# TRY IT:
Only the lines from the beginning of the data below through the line containing "I feel like" belong in the response, each copied exactly.

# Collected data:
--- START ---

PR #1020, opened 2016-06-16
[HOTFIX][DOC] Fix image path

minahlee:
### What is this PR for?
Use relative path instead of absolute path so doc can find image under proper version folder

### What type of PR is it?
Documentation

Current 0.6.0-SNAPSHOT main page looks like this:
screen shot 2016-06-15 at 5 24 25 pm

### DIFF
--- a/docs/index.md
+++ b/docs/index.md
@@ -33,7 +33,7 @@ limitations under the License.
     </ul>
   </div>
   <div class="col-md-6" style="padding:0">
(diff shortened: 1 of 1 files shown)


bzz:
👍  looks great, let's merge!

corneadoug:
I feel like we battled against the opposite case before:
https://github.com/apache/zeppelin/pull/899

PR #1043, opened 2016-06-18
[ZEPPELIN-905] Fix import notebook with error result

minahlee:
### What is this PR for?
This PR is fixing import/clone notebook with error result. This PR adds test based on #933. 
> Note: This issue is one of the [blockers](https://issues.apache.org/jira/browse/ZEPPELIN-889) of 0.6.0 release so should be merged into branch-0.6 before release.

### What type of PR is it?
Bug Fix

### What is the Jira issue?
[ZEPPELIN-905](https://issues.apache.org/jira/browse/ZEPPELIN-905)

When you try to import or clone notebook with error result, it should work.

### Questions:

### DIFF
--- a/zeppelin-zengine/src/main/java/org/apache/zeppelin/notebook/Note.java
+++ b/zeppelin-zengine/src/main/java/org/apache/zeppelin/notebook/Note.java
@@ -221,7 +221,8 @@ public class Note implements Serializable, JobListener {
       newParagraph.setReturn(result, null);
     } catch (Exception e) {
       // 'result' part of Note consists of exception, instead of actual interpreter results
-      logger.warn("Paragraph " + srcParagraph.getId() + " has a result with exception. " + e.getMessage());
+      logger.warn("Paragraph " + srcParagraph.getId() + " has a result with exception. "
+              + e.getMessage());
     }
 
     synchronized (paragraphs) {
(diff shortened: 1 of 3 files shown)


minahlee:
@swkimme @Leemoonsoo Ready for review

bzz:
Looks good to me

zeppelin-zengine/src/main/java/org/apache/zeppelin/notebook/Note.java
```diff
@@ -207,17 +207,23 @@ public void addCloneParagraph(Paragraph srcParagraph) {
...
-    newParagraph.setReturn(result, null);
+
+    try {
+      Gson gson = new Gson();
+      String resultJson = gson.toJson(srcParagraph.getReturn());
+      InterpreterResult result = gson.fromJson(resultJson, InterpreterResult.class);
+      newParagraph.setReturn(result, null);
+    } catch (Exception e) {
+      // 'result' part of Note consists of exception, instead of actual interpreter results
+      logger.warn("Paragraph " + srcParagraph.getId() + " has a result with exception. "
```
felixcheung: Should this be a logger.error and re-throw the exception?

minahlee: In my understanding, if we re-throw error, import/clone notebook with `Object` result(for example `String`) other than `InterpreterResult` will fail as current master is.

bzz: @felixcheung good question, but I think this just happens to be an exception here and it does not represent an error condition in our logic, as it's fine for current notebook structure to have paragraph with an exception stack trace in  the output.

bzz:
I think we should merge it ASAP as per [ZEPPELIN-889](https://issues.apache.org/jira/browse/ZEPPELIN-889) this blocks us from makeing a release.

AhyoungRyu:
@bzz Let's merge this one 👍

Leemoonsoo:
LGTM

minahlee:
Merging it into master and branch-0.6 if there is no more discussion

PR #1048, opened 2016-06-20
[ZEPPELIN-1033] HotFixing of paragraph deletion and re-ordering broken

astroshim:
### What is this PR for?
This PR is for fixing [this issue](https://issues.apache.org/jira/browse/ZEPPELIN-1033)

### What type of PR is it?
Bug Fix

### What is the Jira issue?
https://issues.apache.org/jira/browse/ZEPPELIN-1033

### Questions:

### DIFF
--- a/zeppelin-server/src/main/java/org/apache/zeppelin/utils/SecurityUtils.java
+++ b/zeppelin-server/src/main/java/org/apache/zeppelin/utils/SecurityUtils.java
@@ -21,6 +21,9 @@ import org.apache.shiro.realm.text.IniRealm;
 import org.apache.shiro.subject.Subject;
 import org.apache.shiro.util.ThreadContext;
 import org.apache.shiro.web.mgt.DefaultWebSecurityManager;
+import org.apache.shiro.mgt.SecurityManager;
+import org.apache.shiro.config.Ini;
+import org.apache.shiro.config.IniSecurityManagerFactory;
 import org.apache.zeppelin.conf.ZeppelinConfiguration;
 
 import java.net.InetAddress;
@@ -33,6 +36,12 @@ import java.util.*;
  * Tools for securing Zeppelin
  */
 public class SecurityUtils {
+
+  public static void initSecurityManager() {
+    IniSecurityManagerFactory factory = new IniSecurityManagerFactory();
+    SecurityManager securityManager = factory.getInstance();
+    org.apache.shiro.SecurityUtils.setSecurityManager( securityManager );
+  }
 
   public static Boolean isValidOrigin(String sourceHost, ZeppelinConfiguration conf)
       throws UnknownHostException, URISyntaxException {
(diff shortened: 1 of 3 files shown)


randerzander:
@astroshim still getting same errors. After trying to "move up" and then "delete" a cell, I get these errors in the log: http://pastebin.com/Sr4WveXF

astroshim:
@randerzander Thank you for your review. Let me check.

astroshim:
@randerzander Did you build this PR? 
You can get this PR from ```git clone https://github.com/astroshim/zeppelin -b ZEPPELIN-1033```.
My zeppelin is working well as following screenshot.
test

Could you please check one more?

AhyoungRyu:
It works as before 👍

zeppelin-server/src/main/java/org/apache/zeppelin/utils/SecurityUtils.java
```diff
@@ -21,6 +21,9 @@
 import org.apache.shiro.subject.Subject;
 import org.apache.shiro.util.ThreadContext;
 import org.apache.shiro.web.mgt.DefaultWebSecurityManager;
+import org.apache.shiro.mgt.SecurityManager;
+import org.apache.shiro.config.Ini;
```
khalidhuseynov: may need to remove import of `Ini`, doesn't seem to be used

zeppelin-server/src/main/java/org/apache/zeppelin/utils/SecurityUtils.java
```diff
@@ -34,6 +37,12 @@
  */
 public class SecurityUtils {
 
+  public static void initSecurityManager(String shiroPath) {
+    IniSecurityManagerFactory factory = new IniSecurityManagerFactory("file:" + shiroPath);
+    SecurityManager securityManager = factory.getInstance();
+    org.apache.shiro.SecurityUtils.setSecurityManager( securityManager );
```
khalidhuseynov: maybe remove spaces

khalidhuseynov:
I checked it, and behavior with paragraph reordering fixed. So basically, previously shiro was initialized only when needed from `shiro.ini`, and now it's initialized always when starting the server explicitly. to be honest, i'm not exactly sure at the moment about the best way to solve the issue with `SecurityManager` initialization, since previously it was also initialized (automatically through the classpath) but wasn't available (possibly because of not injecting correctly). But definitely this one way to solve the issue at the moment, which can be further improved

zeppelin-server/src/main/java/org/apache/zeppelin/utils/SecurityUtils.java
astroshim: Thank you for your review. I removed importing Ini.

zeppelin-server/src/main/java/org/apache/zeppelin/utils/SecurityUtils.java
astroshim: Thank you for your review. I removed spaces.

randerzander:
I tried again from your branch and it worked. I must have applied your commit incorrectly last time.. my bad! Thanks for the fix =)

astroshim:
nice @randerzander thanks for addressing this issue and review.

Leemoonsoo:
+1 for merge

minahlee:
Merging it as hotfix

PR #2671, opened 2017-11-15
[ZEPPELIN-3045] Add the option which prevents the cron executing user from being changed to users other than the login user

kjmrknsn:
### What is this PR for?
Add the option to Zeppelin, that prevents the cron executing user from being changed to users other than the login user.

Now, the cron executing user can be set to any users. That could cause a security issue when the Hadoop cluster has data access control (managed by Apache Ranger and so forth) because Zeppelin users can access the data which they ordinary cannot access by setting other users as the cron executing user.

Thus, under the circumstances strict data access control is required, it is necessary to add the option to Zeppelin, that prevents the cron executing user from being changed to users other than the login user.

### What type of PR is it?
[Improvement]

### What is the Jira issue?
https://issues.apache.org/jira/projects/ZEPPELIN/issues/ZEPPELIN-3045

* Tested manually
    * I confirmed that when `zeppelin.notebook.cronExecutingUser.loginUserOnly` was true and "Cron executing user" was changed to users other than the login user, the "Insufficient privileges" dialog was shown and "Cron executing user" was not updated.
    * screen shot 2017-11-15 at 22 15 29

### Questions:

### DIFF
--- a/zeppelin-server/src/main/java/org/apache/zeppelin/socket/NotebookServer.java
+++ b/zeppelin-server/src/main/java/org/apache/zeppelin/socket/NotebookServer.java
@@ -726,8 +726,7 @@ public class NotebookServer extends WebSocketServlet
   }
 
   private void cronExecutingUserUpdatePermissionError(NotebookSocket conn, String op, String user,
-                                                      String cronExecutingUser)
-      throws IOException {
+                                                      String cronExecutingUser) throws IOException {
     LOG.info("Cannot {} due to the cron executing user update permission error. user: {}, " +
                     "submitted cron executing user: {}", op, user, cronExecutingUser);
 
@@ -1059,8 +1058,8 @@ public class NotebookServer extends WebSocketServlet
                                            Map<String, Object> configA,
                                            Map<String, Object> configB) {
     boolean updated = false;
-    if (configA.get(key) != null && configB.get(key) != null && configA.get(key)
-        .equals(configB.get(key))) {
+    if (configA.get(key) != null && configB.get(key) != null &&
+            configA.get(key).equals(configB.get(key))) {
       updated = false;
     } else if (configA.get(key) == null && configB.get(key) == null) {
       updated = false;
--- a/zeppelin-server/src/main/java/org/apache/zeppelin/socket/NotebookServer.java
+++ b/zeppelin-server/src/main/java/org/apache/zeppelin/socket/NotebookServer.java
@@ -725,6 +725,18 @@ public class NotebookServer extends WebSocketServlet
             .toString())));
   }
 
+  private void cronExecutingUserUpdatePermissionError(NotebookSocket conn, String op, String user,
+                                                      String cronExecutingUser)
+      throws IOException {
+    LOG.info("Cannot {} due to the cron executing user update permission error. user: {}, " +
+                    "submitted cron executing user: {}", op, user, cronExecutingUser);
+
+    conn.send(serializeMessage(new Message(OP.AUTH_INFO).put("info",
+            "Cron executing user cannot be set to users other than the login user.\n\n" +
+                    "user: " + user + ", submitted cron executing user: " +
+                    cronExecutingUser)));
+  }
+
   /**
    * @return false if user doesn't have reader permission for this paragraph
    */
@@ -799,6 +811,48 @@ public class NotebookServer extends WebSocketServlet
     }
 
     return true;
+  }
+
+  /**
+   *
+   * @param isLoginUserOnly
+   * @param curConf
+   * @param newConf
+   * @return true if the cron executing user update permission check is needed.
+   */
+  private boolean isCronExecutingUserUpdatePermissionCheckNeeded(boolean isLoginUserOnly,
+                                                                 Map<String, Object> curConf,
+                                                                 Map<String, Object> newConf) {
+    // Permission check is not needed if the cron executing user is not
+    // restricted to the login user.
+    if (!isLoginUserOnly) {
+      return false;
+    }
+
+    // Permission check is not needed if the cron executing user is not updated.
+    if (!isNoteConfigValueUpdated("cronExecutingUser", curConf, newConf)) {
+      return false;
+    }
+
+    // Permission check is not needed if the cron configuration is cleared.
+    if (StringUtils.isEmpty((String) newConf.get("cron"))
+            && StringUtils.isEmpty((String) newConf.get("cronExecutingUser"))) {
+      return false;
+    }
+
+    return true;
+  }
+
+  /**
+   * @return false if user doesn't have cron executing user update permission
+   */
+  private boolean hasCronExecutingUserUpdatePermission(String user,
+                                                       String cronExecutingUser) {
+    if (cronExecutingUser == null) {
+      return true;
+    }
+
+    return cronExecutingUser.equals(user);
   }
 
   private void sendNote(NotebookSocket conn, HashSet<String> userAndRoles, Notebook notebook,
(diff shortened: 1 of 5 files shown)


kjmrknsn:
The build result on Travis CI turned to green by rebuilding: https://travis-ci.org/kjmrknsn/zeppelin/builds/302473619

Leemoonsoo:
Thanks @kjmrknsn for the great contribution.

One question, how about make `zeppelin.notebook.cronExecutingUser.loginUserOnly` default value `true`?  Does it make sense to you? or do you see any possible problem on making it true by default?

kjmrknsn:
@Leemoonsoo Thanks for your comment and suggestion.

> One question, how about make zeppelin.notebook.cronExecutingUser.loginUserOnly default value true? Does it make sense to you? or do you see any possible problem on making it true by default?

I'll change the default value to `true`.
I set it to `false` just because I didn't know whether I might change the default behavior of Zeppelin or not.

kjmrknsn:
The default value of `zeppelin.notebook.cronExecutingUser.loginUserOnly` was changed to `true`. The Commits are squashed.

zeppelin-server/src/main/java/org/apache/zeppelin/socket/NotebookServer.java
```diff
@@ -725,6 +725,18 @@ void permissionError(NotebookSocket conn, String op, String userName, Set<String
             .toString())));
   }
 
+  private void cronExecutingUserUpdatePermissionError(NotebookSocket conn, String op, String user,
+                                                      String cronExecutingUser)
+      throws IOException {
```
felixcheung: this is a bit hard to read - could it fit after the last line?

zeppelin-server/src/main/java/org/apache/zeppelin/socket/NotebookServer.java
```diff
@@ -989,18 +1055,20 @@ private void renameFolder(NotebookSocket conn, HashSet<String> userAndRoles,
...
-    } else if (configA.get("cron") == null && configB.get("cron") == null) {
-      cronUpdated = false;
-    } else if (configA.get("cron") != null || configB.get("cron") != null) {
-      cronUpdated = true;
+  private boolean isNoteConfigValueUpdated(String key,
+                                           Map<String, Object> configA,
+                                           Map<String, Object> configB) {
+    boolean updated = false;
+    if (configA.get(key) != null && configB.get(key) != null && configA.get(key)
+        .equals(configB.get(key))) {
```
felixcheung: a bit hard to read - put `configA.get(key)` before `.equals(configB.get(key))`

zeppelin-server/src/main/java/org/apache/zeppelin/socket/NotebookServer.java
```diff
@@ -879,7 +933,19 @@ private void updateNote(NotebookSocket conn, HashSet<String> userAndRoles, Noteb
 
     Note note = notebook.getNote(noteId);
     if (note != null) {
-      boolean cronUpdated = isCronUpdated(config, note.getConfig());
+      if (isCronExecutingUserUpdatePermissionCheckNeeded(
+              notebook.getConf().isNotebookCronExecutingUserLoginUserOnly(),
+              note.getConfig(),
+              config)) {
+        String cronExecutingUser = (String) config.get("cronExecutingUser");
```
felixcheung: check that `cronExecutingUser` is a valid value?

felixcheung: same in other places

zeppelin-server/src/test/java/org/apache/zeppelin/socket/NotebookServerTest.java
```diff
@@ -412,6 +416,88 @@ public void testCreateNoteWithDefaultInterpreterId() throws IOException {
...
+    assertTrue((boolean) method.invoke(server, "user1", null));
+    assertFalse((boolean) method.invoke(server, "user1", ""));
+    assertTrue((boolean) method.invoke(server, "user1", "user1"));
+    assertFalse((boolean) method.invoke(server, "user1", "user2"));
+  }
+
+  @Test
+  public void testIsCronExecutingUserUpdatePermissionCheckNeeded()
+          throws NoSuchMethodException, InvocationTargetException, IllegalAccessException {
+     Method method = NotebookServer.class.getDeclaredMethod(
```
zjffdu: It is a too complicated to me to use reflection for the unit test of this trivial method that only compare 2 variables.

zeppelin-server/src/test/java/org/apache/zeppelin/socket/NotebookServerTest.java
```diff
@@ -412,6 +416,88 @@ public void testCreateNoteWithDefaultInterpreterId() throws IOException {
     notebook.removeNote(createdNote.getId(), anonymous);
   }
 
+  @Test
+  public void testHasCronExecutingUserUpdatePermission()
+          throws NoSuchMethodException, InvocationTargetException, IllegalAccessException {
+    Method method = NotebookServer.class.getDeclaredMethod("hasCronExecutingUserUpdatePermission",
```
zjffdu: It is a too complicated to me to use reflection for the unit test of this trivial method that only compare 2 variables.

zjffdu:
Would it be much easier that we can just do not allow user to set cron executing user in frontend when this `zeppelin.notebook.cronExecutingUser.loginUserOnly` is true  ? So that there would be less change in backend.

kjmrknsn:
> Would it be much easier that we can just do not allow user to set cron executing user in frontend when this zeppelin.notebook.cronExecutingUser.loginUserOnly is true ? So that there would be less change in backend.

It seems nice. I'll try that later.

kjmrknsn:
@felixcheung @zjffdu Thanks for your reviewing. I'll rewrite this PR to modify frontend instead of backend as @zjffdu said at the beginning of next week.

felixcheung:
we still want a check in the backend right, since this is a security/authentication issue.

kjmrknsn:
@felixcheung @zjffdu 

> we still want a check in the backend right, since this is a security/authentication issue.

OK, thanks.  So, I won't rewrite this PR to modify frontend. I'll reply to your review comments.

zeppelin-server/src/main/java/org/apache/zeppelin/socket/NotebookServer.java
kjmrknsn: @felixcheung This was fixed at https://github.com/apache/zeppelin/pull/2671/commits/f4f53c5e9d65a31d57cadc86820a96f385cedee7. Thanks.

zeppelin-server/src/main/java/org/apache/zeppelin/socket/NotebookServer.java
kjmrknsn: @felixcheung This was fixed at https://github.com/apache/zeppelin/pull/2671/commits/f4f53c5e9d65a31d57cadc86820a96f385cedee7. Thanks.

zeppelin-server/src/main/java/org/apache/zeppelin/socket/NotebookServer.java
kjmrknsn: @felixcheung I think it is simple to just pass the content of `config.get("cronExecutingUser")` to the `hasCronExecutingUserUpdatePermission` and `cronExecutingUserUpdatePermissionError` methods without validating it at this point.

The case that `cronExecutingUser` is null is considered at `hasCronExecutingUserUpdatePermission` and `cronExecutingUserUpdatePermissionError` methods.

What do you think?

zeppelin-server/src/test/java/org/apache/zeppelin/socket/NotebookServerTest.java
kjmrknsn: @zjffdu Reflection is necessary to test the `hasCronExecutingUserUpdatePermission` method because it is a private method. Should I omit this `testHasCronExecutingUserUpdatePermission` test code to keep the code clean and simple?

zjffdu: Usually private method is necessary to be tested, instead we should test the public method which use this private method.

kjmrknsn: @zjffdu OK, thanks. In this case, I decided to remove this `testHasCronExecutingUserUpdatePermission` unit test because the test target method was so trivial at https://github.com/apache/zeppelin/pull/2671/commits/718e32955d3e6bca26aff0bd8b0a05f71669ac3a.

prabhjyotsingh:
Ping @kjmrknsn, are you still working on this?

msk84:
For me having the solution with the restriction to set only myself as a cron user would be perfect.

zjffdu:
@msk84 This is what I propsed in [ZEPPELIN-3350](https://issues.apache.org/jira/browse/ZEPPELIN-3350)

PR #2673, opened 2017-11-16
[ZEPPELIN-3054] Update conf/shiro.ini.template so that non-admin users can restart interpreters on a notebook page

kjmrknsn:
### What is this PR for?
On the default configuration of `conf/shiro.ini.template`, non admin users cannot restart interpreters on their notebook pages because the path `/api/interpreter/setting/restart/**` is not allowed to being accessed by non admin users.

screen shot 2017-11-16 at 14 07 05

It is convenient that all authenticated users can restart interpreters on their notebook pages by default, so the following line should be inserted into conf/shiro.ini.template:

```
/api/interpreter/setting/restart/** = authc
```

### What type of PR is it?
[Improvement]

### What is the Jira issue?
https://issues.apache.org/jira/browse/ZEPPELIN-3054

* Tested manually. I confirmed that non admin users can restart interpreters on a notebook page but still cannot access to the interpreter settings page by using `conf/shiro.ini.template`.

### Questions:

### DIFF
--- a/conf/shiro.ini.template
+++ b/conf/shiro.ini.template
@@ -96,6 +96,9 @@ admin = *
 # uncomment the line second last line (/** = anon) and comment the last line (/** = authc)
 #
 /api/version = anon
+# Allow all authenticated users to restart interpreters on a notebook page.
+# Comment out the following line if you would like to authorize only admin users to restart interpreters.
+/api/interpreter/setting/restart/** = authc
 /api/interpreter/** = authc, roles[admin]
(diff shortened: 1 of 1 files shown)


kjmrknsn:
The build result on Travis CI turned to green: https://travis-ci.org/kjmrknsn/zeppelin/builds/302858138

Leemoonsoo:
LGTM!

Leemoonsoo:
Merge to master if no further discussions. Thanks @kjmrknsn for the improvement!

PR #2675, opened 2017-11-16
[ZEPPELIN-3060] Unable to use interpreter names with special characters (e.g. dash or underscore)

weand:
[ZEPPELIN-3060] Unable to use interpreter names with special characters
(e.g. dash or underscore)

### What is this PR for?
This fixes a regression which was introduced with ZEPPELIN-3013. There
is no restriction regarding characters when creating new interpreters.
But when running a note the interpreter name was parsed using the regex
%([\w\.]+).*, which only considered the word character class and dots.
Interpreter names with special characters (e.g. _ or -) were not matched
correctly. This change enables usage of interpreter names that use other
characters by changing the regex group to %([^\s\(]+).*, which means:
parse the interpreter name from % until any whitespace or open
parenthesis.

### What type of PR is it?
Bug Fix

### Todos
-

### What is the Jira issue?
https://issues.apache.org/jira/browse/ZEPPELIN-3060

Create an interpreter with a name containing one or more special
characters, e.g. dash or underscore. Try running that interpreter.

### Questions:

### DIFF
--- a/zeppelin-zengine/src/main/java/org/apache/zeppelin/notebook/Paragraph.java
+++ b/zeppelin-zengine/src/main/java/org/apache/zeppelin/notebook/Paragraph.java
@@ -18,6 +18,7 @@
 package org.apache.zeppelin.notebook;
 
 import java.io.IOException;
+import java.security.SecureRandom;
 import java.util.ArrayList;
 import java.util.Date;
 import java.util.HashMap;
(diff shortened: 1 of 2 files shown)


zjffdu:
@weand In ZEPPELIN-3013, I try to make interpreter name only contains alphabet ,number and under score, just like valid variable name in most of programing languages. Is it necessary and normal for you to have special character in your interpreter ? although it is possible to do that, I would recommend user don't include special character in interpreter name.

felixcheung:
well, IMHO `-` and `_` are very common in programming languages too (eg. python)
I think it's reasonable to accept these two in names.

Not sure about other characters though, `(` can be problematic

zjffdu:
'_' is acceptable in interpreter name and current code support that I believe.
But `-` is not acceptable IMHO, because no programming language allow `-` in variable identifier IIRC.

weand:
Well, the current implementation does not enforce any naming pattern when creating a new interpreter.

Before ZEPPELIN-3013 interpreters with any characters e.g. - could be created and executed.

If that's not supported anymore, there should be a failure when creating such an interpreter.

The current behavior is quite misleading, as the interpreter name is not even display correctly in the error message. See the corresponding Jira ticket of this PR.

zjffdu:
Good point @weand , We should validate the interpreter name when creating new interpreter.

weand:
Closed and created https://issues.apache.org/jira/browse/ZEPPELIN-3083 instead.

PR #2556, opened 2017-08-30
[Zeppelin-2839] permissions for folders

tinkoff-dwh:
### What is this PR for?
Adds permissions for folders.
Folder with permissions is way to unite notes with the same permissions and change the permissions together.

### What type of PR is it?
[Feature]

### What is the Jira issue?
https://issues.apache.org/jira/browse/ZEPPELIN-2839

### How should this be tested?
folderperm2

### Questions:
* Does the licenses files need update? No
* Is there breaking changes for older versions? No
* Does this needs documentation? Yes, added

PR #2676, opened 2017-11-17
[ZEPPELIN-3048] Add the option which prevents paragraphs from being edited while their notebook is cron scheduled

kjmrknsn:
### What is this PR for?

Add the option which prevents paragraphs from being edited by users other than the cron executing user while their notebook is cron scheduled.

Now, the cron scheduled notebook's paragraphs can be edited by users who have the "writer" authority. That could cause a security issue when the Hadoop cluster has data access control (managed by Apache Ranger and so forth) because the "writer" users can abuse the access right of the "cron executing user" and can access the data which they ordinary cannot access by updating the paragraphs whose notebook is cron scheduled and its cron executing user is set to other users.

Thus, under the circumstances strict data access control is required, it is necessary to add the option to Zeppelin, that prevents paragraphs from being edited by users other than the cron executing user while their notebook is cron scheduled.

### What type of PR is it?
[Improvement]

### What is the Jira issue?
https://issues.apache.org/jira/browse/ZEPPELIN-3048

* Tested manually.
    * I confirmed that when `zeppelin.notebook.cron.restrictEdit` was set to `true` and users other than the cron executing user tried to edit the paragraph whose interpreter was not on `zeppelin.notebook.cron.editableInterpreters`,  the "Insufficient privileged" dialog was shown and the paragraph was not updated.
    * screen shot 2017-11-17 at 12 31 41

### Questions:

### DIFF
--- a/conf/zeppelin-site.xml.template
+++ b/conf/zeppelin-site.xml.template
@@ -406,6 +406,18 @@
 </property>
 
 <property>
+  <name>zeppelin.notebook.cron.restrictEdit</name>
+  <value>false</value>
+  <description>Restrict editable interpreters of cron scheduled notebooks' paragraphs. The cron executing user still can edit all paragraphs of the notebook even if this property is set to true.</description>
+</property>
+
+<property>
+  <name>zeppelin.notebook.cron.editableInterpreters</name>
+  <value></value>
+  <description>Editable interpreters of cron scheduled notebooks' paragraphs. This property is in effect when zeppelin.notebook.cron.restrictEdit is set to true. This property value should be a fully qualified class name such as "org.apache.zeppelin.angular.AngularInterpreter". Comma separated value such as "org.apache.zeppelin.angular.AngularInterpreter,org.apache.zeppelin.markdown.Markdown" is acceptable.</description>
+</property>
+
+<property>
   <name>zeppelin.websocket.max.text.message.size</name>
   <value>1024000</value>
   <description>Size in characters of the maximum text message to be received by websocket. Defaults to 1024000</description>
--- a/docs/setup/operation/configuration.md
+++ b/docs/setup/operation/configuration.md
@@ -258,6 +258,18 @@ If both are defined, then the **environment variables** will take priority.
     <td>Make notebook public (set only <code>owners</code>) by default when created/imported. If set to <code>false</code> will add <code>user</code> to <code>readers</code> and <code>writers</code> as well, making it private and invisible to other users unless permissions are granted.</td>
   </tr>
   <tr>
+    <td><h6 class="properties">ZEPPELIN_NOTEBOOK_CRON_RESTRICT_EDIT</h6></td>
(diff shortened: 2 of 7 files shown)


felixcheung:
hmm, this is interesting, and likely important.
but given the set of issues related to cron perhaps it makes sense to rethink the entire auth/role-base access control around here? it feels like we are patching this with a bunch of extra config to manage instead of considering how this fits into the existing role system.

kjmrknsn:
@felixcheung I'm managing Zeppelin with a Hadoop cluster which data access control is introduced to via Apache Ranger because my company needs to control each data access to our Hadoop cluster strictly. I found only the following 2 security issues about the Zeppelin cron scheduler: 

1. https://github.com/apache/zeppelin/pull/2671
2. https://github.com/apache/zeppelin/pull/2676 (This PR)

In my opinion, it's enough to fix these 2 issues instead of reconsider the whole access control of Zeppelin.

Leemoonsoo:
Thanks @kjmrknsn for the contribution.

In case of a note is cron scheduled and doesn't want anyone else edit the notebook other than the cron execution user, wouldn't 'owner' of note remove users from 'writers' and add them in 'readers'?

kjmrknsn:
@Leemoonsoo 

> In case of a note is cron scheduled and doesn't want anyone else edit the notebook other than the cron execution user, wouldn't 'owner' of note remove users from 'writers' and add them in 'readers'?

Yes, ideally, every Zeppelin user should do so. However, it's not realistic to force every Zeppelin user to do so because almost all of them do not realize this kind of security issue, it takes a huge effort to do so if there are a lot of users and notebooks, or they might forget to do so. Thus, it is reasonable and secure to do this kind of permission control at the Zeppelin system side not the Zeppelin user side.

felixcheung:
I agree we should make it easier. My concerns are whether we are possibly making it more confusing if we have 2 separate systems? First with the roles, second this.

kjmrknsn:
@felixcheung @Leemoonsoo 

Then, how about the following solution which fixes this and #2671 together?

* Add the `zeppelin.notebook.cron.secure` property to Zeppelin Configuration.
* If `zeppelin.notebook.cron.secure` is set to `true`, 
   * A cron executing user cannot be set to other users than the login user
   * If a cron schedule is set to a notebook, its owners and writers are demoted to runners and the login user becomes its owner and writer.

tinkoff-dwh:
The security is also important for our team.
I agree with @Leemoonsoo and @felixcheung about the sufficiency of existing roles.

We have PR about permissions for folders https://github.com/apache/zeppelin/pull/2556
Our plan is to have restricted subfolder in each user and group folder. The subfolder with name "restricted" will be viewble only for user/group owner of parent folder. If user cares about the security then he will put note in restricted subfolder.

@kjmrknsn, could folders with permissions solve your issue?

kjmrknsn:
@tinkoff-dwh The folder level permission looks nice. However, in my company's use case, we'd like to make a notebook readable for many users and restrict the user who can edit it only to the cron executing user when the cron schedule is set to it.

--- END ---

# ANSWER BOX:
PR #1020, opened 2016-06-16
[HOTFIX][DOC] Fix image path

minahlee:
### What is this PR for?
Use relative path instead of absolute path so doc can find image under proper version folder

### What type of PR is it?
Documentation

Current 0.6.0-SNAPSHOT main page looks like this:
screen shot 2016-06-15 at 5 24 25 pm

### DIFF
--- a/docs/index.md
+++ b/docs/index.md
@@ -33,7 +33,7 @@ limitations under the License.
     </ul>
   </div>
   <div class="col-md-6" style="padding:0">
(diff shortened: 1 of 1 files shown)


bzz:
👍  looks great, let's merge!

corneadoug:
I feel like we battled against the opposite case before:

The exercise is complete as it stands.